> [Problem to solve] Each line of the material should be retyped without alteration.

> [Recorded information]
PR #3116, opened 2024-05-21
chore: update dependencies

gbrownmozilla:


bhearsum (approved):

gbrownmozilla:
There's a major bump of setuptools with several deprecation removals, but they don't look applicable to us.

> [Written answer]
PR #3116, opened 2024-05-21
chore: update dependencies

gbrownmozilla:


bhearsum (approved):

gbrownmozilla:
There's a major bump of setuptools with several deprecation removals, but they don't look applicable to us.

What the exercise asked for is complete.